Souffle court

Muscles, cœur, poumons

Encore capturé! C'est ce que sans doute je devais penser – ou du moins ressentir - , allongé sur le dos, bras repliés en croix par Martin, mon meilleur ami de l'époque qui, assis sur moi, me maintenait sous son poids pourtant très relatif. Ainsi s'achevaient sans coup férir les innombrables poursuites, toujours les mêmes à quelques détours près, auxquelles nous consacrions une partie de nos temps libres à l'internat.

Au physique, vers huit ou neuf ans, je n'avais pour moi que la taille. Les courts biceps de Martin développaient une force à mes yeux irrésistible, et s'imposaient avec aisance à mes muscles longilignes. C'est pourquoi, dans ces combats sans agressivité, c'était lui le poursuivant. Un phénomène similaire entrait d'ailleurs en jeu pour la course: à mes longues jambes, l'avantage sur les premiers mètres; à ses solides mollets, et à son souffle inépuisable, la victoire dans la durée.

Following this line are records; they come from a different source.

PR #3266, opened 2026-08-08
fix(backup): short-retry ACL denials and abort on a lost VSS snapshot (#3259, #3260)

### LINKED ISSUE #3259: [Agent][Backup] Plain ERROR_ACCESS_DENIED still burns 30s per file — #3002 only fast-skips the cloud-file variant
## Description

#3002 taught the upload retry path to fast-skip permanently-failing files, and #2997 covered the OneDrive cloud-only case (`ERROR_CLOUD_FILE_ACCESS_DENIED`, 395). But an **ordinary NTFS ACL denial** — `ERROR_ACCESS_DENIED` (5), the common real-world case — is still treated as transient and burns the full 30-second retry sleep per file.

Reproduced on **v0.104.0** (`a3dc568ec`) against a real Windows Server 2022 agent, 2026-08-07. No OneDrive involved — just `icacls /deny` on plain files.

## Measured

Same 40-file source folder each time, only the number of DENY-ACL'd files varies:

| Denied files | Elapsed | Delta |
|---|---|---|
| 0 (control) | **10.13 s** | — |
| 5 | **156.67 s** | +29.3 s per denied file |
| 15 | **415.24 s** | +27.0 s per denied file |

Helper log shows the pattern plainly: `file upload failed, retrying once` → 30 s later → `elapsedMs=30002`.

## Root cause

`classifyPermanentUploadError` (`agent/internal/backup/upload_error_class.go:50-54`) **deliberately excludes** plain `ERROR_ACCESS_DENIED (5)` from the permanent set, with the reasoning that it "can be a transient AV/indexer hold". Only these fast-skip:

- `ERROR_CLOUD_FILE_ACCESS_DENIED` (395) — the #2997 case
- `ERROR_FILE_NOT_FOUND` / `ERROR_PATH_NOT_FOUND`
- `ERROR_SHARING_VIOLATION` / `ERROR_LOCK_VIOLATION`

Everything else falls through to `uploadRetryDelay = 30 * time.Second` (`agent/internal/backup/snapshot.go:222`).

The AV/indexer-hold reasoning is sound in the abstract, but it means the single most common cause of an unreadable file — a permissions denial that will *never* succeed on retry — pays the full transient-retry cost.

## Why it matters beyond slowness

This is not only a throughput problem. The accumulated stall can outlive the VSS shadow copy and destroy the entire backup — see the linked issue for a run where 15 denied files caused **0 of 40** files to be backed up.

## Proposed fix

Distinguish a retryable access denial from a permanent one rather than treating all of `ERROR_ACCESS_DENIED` as transient. Options, roughly in order of preference:

1. Probe the ACL once (e.g. attempt an open with `FILE_READ_ATTRIBUTES`); if the denial is an ACL rather than a transient share/AV hold, classify permanent and skip immediately.
2. Retry `ERROR_ACCESS_DENIED` **once with a short delay** (~1 s) rather than the full 30 s — an AV/indexer hold clears in well under a second; an ACL never will.
3. Make `uploadRetryDelay` scale down after the first few identical failures in a run.

## Affected files

- `agent/internal/backup/upload_error_class.go` (lines 50-54, primary)
- `agent/internal/backup/snapshot.go` (line 222, retry delay)

## Related

- #2997 — the OneDrive cloud-only variant (395), which #3002 did fix
- #3002 — the fix that introduced the fast-skip set this issue extends

## Provenance

Internal release QA for v0.104.0, 2026-08-07. Verified job ids in the QA stack: `2f4b9708` (clean control), `05f3b1e3` (5 denied, `partial`), `b906f40d` (15 denied, total loss).

### LINKED ISSUE #3260: [Agent][Backup] DATA LOSS: upload stalls outlive the VSS shadow copy — ~15 denied files destroys the backup of every healthy file
## Description

A handful of ACL-denied files in a backup set can cause **the entire backup to store nothing**, including files that were perfectly readable.

The 30-second-per-file retry stall (#3259) accumulates until it outlives the VSS shadow copy created at the start of the run. Once the shadow copy becomes unresolvable, **every remaining file fails** with `ERROR_PATH_NOT_FOUND` — not because anything is wrong with those files, but because the snapshot they were being read from is gone.

Reproduced on **v0.104.0** (`a3dc568ec`), real Windows Server 2022 agent, 2026-08-07.

## What happened

Job `b906f40d` — 40-file source, 15 of them `icacls /deny`:

1. Files 1–13 each burn ~30 s on the denied-file retry path.
2. At roughly **+390 s** from creation, shadow copy `HarddiskVolumeShadowCopy26` stops resolving.
3. The tell is file0013's retry **changing error mid-flight**: `Access is denied` on the first attempt → `The system cannot find the path specified` on the retry.
4. **Files 14–40 — all readable, none denied — then fail with `ERROR_PATH_NOT_FOUND`.**

Final state: `file_count` **NULL**, `total_files` 40, elapsed 415 s, `status = failed`. **Zero files backed up.**

## Severity

This is silent data loss in the product's data-protection feature:

- The trigger is ordinary NTFS permissions, not an exotic configuration. Any `C:\Users` or application-data folder with a few locked-down subfolders qualifies.
- The blast radius is the **whole job**, not the denied files. A customer with 15 unreadable files out of 40 gets nothing at all.
- The larger the healthy set, the more is lost — the healthy files are simply the ones that had not been reached yet when the snapshot expired.

## Secondary defect — the failure is unidentifiable

The job did not even land cleanly. There is no `backup run finished` line, and `error_log` reads:

```
Malformed backup result payload: Invalid input: expected object, received null
```

That message joins only `issue.message` and **drops the Zod `path`**, so the null field cannot be identified from the operator-visible error. Worth fixing independently — a malformed-payload error that doesn't say *which* field is malformed is unactionable.

## Proposed fix

Two layers, both worth doing:

1. **Remove the trigger** — fast-skip permanent access denials so the stall never accumulates (#3259).
2. **Defend the snapshot** — a backup must not silently continue reading from a shadow copy that has gone away. Detect the transition (the `ACCESS_DENIED` → `PATH_NOT_FOUND` flip is a clean signal), and either refresh the snapshot or abort with an explicit "shadow copy expired mid-run" error. Continuing to walk a dead snapshot and recording every subsequent file as failed is the worst available outcome: it looks like the files were bad.

Consider also bounding total retry wall-clock against the shadow copy's expected lifetime, so a run cannot outlive its own snapshot.

## Affected files

- `agent/internal/backup/snapshot.go` (retry delay + snapshot lifetime)
- `agent/internal/backup/upload_error_class.go` (the trigger, see #3259)
- wherever `Malformed backup result payload` is constructed (drop-the-`path` bug)

## Related

- #3259 — the 30 s-per-denied-file stall that creates the runway for this
- #2997, #3002 — earlier work on the same retry path

## Provenance

Internal release QA for v0.104.0, 2026-08-07. Job `b906f40d` in the QA stack; DB row verified (`file_count` NULL, 415 s, `failed`).

ToddHebebrand:
Fixes #3259
Fixes #3260

Two coupled backup defects from v0.104.0 release QA on a real Windows Server 2022 agent. The first wastes wall-clock; the second turns that wasted wall-clock into total data loss. Same files, one PR.

## #3259 — plain `ERROR_ACCESS_DENIED` burned ~30s per file

#3002/#2997 taught the per-file upload retry to fast-skip permanently-failing files, but deliberately excluded plain `ERROR_ACCESS_DENIED` (5) because it "can be a transient AV/indexer hold". So the single most common cause of an unreadable file — an ordinary NTFS ACL — paid the full 30s backoff. Measured **+27-29s per denied file**.

**The ACL probe (the issue's first choice) was NOT taken.** `FILE_READ_ATTRIBUTES` and `FILE_READ_DATA` are distinct rights, and a failed probe still cannot prove the original denial came from the DACL rather than an AV/EDR minifilter. There is no discriminator that cannot produce a false "permanent" verdict — and a false permanent verdict silently drops a **healthy** file from a backup, which is precisely the failure class of #3260. Took the issue's option 2 instead.

`classifyPermanentUploadError` (bool) becomes **`classifyUploadFailure`**, returning an `uploadRetryPolicy`:

| policy | when | wait |
|---|---|---|
| `skipWithoutRetry` | not-found, sharing/lock violation, cloud placeholder | none |
| `retryAfterShortDelay` | **source permission denial (new)** | 1s |
| `retryAfterDefaultDelay` | everything unrecognised | 30s |

The retry itself — the thing that actually recovers a transient hold — is preserved; only the wait shrinks. Anything unrecognised still gets the full backoff, so a misclassification costs wall-clock, never a file.

Matched two ways: via the Win32 table (`ERROR_ACCESS_DENIED`, so logs carry the precise symbolic name) and portably via `fs.ErrPermission` (EACCES/EPERM on Unix). **The table is consulted first** so `ERROR_SHARING_VIOLATION` — which Go also maps to `fs.ErrPermission` — keeps its `skipWithoutRetry`. A Windows-only test pins that ordering.

## #3260 — the stalls outlived the shadow copy and lost everything

With 15 denied files of 40, the accumulated backoff ran ~390s, the shadow copy stopped resolving, and files 14-40 — **every one readable** — failed with `ERROR_PATH_NOT_FOUND`. Because PATH_NOT_FOUND is in the fast-skip set, the run drained its remaining file list at memory speed and recorded all of it as per-file failures: 0 of 40 backed up, `status=failed`, an error log that blamed the files.

New `agent/internal/backup/source_liveness.go` adds a probe over the shadow-copy device roots the run reads from, consulted **only after a per-file upload has already failed** — before the retry sleep, and again after it, since the retry is exactly where the reported `ACCESS_DENIED -> PATH_NOT_FOUND` flip happened. A root that has gone away aborts the run with an explicit error naming the root and the progress counts, instead of condemning every remaining file.

Three properties keep the abort from becoming its own false-positive bug:

- **Self-calibrating** — each root is stat'd at construction; only roots that resolved *then* are watched. The probe can never fail on a path form `os.Stat` could not resolve in the first place (`\\?\GLOBALROOT\...` is an unusual shape, and a probe that assumed it stats cleanly would abort every healthy backup if that assumption were wrong).
- **Confirmed** — a root must be missing on two looks, separated by a short delay, before a run dies.
- **Per-volume** — scoped to the failing file's own root, so losing volume D never aborts files still being read from volume C.

Only a not-exist answer counts; any other stat error is inconclusive and treated as alive.

**Abort semantics: mirrors `abortStopped`, does not publish a partial manifest.** With a journal, the remote prefix plus the journal remain this run's resume state, so the already-uploaded bytes survive and the next run picks them up. Publishing a manifest for the partial set would mint a snapshot that *looks* complete while silently missing every file the loop never reached — a restore point that lies. Flagging this as the one design call worth a second opinion.

**No cumulative retry wall-clock budget**, deliberately. A `VSS_CTX_BACKUP` shadow copy has no TTL, so age does not predict validity and any fixed budget would be an arbitrary guess. The liveness probe is the real defense.

## Secondary (API) — malformed-payload errors named no field

All three `Malformed backup result payload` sites (`jobs/backupWorker.ts`, `routes/agentWs.ts`, `services/commandResultHandlers.ts`) joined only `issue.message` and dropped the Zod `path`, so the reported `Invalid input: expected object, received null` was unactionable.

Adds `describeZodIssues` to `apps/api/src/lib/zodIssues.ts` — reusing the existing flattening, which also unwraps `invalid_union` noise — and uses it at all three sites rather than adding a fourth ad-hoc `.map(i => ...)`. **An empty path renders as `<root>` rather than being omitted**: that is the distinction that makes "the whole payload was null" legible instead of ambiguous.

## Verification

| check | command | result |
|---|---|---|
| backup pkg | `cd agent && go test -race -count=1 ./internal/backup/...` | 7 packages ok |
| full agent | `cd agent && go test -race -count=1 ./...` | exit 0, 66 packages, 0 failures |
| windows build | `GOOS=windows GOARCH=amd64 go build ./...` | clean |
| windows tests compile | `GOOS=windows GOARCH=amd64 go vet ./internal/backup/...` | clean (only pre-existing `unsafe.Pointer` notes in untouched `vss_windows.go`) |
| linux build | `GOOS=linux GOARCH=amd64 go build ./...` | clean |
| API tests | `pnpm exec vitest run --no-file-parallelism src/lib/zodIssues.test.ts src/jobs/backupWorker.test.ts src/routes/agentWs.test.ts src/routes/agentWs.terminalResultSchema.test.ts` | 4 files, 137 passed |
| API typecheck | `pnpm exec tsc --noEmit -p tsconfig.json` | clean |

New coverage: the retry-policy table (incl. the ordering guarantee), the short-vs-long backoff split, the liveness probe's self-calibration / confirmation / per-volume scoping / inconclusive-error handling, an end-to-end "shadow copy dies at file 3 of 6" regression asserting the run stops at 3 attempts rather than walking a dead snapshot, and `<root>` vs named-path rendering.

## Residual risk — likely true root cause of #3260 is NOT fixed here

`vss.CreateShadowCopy` releases `IVssBackupComponents` before returning (`agent/internal/backup/vss/vss_windows.go`, the `defer callVtable(backupComponents, vtblRelease)`), with a comment asserting Windows only reclaims a non-persistent `VSS_CTX_BACKUP` copy on **process** exit. Microsoft documents the opposite: releasing that object deletes auto-release shadow copies. The existing live test only reads through the device shortly after Release, so it would not catch a delayed reclaim — and a delayed reclaim fits the observed ~390s disappearance at least as well as diff-area exhaustion.

**This PR does not attempt that fix.** Keeping the requester alive on a dedicated locked COM thread across scan + upload + manifest, with `BackupComplete`/`AbortBackup`, is a lifetime rewrite of the vss package — Windows-only, untestable from here, and already tracked as a follow-up on #2999. #3260 names the explicit abort as the required minimum and snapshot refresh as stretch, so this PR delivers the abort and the liveness probe (which is still needed regardless — diff-area exhaustion and external deletion are real). **Worth its own issue.**

Also worth noting: the outer queue schema (`backupProcessResultSchema`) guarantees `data.result` is a non-null object before `processResults` runs, so the reported root-level "received null" most likely arose from a *nested* null. Either way the new message now names whatever it was.

---

## Review round (3 agents: code-reviewer, silent-failure-hunter, pr-test-analyzer)

**5 findings raised, all addressed.** code-reviewer found no correctness bugs. The other two found real gaps:

| # | From | Finding | Fix |
|---|---|---|---|
| 1 | silent-failure | VSS active but zero watchable roots returned `nil` with only Debug lines — the #3260 guard could be entirely OFF and look identical to "armed, nothing wrong" | Warn once, naming how many roots were offered |
| 2 | silent-failure | A root stat'ing with a persistent non-not-exist error was treated as alive and logged at Debug forever | `shadowRootMissing` is now three-way (alive / gone / inconclusive); caller warns once per root per run |
| 3 | self-found | `matchShadowRoot` used a bare `strings.HasPrefix` — `...ShadowCopy2` prefixes `...ShadowCopy26`, so a file under an **unwatched** ShadowCopy26 would be checked against ShadowCopy2's root and could abort a healthy run | Match on a path boundary (separator or exact); new `TestMatchShadowRoot_MatchesOnPathBoundaryNotBarePrefix` |
| 4 | self-found | An inconclusive *confirmation* look was logged as "came back" — a message that misdescribes what happened, which is #3260's own complaint | Reported on its own terms |
| 5 | pr-test-analyzer | The **post-retry** liveness probe was not pinned by any test: disabling only it left the package green, because the existing regression test kills the snapshot synchronously with the first attempt | New `TestCreateSnapshot_ShadowCopyLostDuringRetry_AbortsExplicitly`, proven non-vacuous |

None of these changed the abort decision — only a confirmed not-exist still aborts. They changed what an operator can see, and closed one genuine false-abort vector (#3 hardening).

**A comment of mine was factually wrong and is corrected.** I had written that Go maps both `ERROR_ACCESS_DENIED` and `ERROR_SHARING_VIOLATION` to `fs.ErrPermission`, making table-before-portable ordering the thing that keeps a sharing violation on `skipWithoutRetry`. Checked the stdlib (`syscall/syscall_windows.go`, `Errno.Is`): only `ERROR_ACCESS_DENIED`/`EACCES`/`EPERM` map to `fs.ErrPermission`. `ERROR_SHARING_VIOLATION` does not — it has no portable fallback at all. Ordering still matters (for the precise symbolic reason string support reads), and the sharing/lock/cloud rows guard against the table being dropped entirely. Comments now say what is true.

**CI caught the rename, as designed.** The `Test Agent (Windows)` step pins test names in its `-run` filter and asserts an exact PASS count precisely so a rename can't quietly drop coverage. The classifier rename tripped it; three names updated, count unchanged at 14 (the rename was one-for-one).

### Known remaining gap (not fixed here)

The manager-level wiring in `RunBackupContext` — `sourceLiveness = newShadowRootLiveness(vssSession.ShadowPaths)` and its threading into `createSnapshotWithProgress` — has no test. Every liveness test calls the leaf functions directly. A refactor that dropped those two lines would pass CI and only resurface as a #3260 recurrence in production. Covering it needs the `vss.Provider` to become injectable into `RunBackupContext` (today it's constructed inline via `vss.NewProvider`, and the whole branch is `runtime.GOOS == "windows"`-gated so it never executes in CI's Linux/macOS runs). That's a testability refactor of the manager, deliberately out of scope here — **worth its own issue alongside the requester-lifetime one.**

---

## Review round 2 (code-reviewer, silent-failure-hunter, pr-test-analyzer, comment-analyzer)

Nothing blocking, but two findings were latent defeats of the entire #3260 guard. All applied in `b7511589d`.

**1. The guard was probably inert on real Windows (the important one).** `vss.CreateShadowCopy` returns `SnapshotDeviceObject` verbatim — a **bare** `\\?\GLOBALROOT\Device\HarddiskVolumeShadowCopyNN`, no trailing separator — and calibration stat'd exactly that. Nothing in the tree has ever shown that form to be stat-able: the live VSS test does `ReadDir(shadow+"\Windows")`, `collectFiles` stats `shadow+rest`, and every liveness test uses a fake stat. If the bare form doesn't resolve, calibration excluded every root on every real run and the guard silently disarmed — fail-safe, but useless.

`resolveStatablePath` now tries the root verbatim, then with a trailing separator, and watches whichever answers. That required splitting a root into **`prefix`** (the exact text `rewritePathsForVSS` prepended — what files are matched against) and **`statPath`** (the form that actually stats); conflating them would have broken the path-boundary match instead. The live Windows test now records which form resolves and **fails if neither does**, so a real run verifies the arming precondition rather than assuming it.

**2. Journal-less abort destroyed data that pre-PR runs kept.** `abortSourceGone` deleted the uploaded objects whenever `journal == nil` (which happens when `resolveJournalDir` fails). Pre-PR, that same run finished as a flagged partial success and left a usable restore point — so the PR was a regression on that path.

I took the **preferred** fix rather than the minimum bar, because the `return snapshot, err` pattern already existed in this function and the manifest writer was trivially extractable:

| journal | behavior |
|---|---|
| present | unchanged — prefix + journal are resume state; nothing deleted, no manifest |
| absent, ≥1 file landed | publish a **partial manifest** so the objects stay reachable; return `(snapshot, err)` so the job still reports **failed** with the source-loss reason while recording what landed |
| absent, nothing landed | clean up (no restore point to preserve) |
| manifest publish itself fails | objects **retained** and logged loudly — deletion is irreversible and this is a data-protection product |

I also withdrew my own "a restore point that lies" justification: a manifest enumerates what a snapshot contains, it does not assert completeness, and the job is failed either way. `publishSnapshotManifest` is extracted so the abort and a normal completion can't drift apart.

**3. Partial-guard silence.** An excluded root was Debug-only and the Warn fired only when *zero* roots were watchable — so a multi-volume run with the guard off for one volume reproduced #3260's misattribution invisibly. Excluded roots now Warn whenever others are still watched, and the arming line is **Info** with watched/excluded counts.

**4.** `routes/backup/{hyperv,mssql}.ts` still dropped the Zod path over the same schema — both switched to `describeZodIssues`.

**Tests added:** journal-vs-journal-less abort disposition (the data-integrity guard for #2, written against the final behavior); a `!windows` Win32/POSIX errno-collision tripwire (5=EIO, 32=EPIPE, 33=EDOM must keep the full retry — `upload_error_class_other.go` exists only to prevent that leak and is a no-op body someone could "unify" away); the miss→inconclusive confirmation branch; the trailing-separator fallback and prefix-vs-statPath matching.

Writing these surfaced a flaw in my two existing abort tests: their fake providers were killing the **manifest** upload too, which a dead *source* snapshot cannot do. Now scoped to source reads only.

**Comment corrections (comment-analyzer).** The forensic narrative said 15 files each burned 30s — the record says ~13 did, and 13×30s *is* the +390s the same sentence quotes (the snapshot died before the last denials were reached); "files 14-40, every one readable" also conflicted with 15-of-40 denied. The cross-reference to `vss.CreateShadowCopy` pointed at a note asserting the *opposite* of the Microsoft-documented behavior (now stated inline, contrary note tracked as **#3269**). "Never aborts the job" in `upload_error_class.go` was false one screen away. The `backup.go` ordering claim had the sequence backwards.

**Verification:** `go test -race ./...` — **67 packages, 0 failures**. `go vet ./...` clean; `GOOS=windows` and `GOOS=linux` builds clean; `GOOS=windows go vet ./internal/backup/...` clean. API: **5 files, 147 passed**; `tsc --noEmit` clean. The `Test Agent (Windows)` PASS-count guard still expects 14 — the new errno test is `!windows`-tagged, so it doesn't count there.

### DIFF
--- a/.github/workflows/ci.yml
+++ b/.github/workflows/ci.yml
@@ -1253,7 +1253,7 @@ jobs:
           CGO_ENABLED: "0"
         shell: pwsh
         run: |
-          $out = go test ./internal/backup -run 'TestPermanentWindowsErrnoConstantsMatchWin32|TestClassifyPermanentUploadError|TestLookupPermanentWindowsErrno|TestRewritePathsForVSS|TestReportableLiveReads|TestSummarizeLiveReads' -v 2>&1
+          $out = go test ./internal/backup -run 'TestWindowsUploadErrnoConstantsMatchWin32|TestClassifyUploadFailure|TestLookupWindowsUploadErrno|TestRewritePathsForVSS|TestReportableLiveReads|TestSummarizeLiveReads' -v 2>&1
           $exit = $LASTEXITCODE
           $out | ForEach-Object { Write-Host $_ }
           if ($exit -ne 0) { throw "go test failed (exit $exit)" }
--- a/agent/internal/backup/backup.go
+++ b/agent/internal/backup/backup.go
@@ -427,8 +427,18 @@ func (m *BackupManager) RunBackupContext(ctx context.Context, excludes []string)
 		}
 	}
 
+	// sourceLiveness watches the shadow-copy roots this run reads from so the
+	// upload loop can tell "the snapshot died" apart from "these files are
+	// bad" (#3260). Built here, immediately after the session is created and
+	// the paths are rewritten onto it, so its self-calibrating stat sees the
+	// roots at their freshest — the file walk below can itself take minutes.
+	// Stays nil for a non-VSS run: reading the live filesystem has nothing to
+	// defend.
+	var sourceLiveness sourceLivenessFn
+
 	// Rewrite paths to shadow copy device paths when VSS is active
 	if vssSession != nil {
+		sourceLiveness = newShadowRootLiveness(vssSession.ShadowPaths)
 		var unmappedIdx []int
 		backupPaths, unmappedIdx = rewritePathsForVSS(backupPaths, vssSession.ShadowPaths, systemStateStagingIdx)
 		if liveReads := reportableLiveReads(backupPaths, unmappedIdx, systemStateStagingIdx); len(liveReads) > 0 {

Enfant puis adolescent, l'asphyxie et l'abandon furent ainsi l'issue de chacune de mes courses de fond. Curieusement, mes performances sportives n'en souffraient guère: le sport d'équipe s'accommode, somme toute, d'efforts brefs et répétés. Au basket-ball, cependant, mon sport favori, la vitesse du jeu augmentant avec l'âge, suivre au plus près l'action, avec ses constants allers retours, devenait proprement suicidaire. Que se passait-il? On eût dit qu'à mesure que mon souffle se raccourcissait, loin de ralentir, je forçais mes foulées comme pour en finir au plus vite. Oui, un véritable suicide, évité grâce aux prudentes régulations de mon organisme.

C'est à un adjudant-chef que je dois ma transformation. Par son implacable truchement, je pus, milicien de 28 ans amolli par de longues études, satisfaire au programme de tout futur officier de réserve: courir 16 kilomètres en deux heures (ou même une et demie?), avec gros souliers et petit sac à dos. Contraint et forcé, j'appris ainsi à doser mes efforts: ralentir lorsque le souffle s'accélère; en côte, raccourcir mes foulées.

En moins d'un an, je perdis ensuite le bénéfice de cet entraînement, que je ne repris que trente ans plus tard: très prudemment, je courus à nouveau cinquante mètres, puis cent, puis souvent 800, 1600… avant d'allonger mes parcours. A 62 ans, je courus 15 kilomètres dans la Forêt de Soignes. Et j'en vins, enfin, à m'intéresser au muscle , au coeur , à la respiration et aux flux d'énergie qui permettent leur fonctionnement.

Ces savoirs, désormais, habitent un coin de mon cerveau. Parfois, ma course s'en trouve enrichie: non seulement je cours, mais je pense que je cours. Mes muscles en plein travail sont des millions de filaments coulissants; le sang qui parcourt mon corps leur apporte le précieux oxygène; mes poumons, au rythme rapide mais régulier, aspirent cet oxygène pour le transmettre au sang; la chaleur qui m'habite malgré la saison froide est le sous-produit de la transformation d'énergie biologique en énergie mécanique.

Ma pensée, puis mes sensations, rejoignent l'action de mon corps; j'en ressens une vive émotion, en forme de bien-être: pendant ces foulées privilégiées, je suis un homme complet.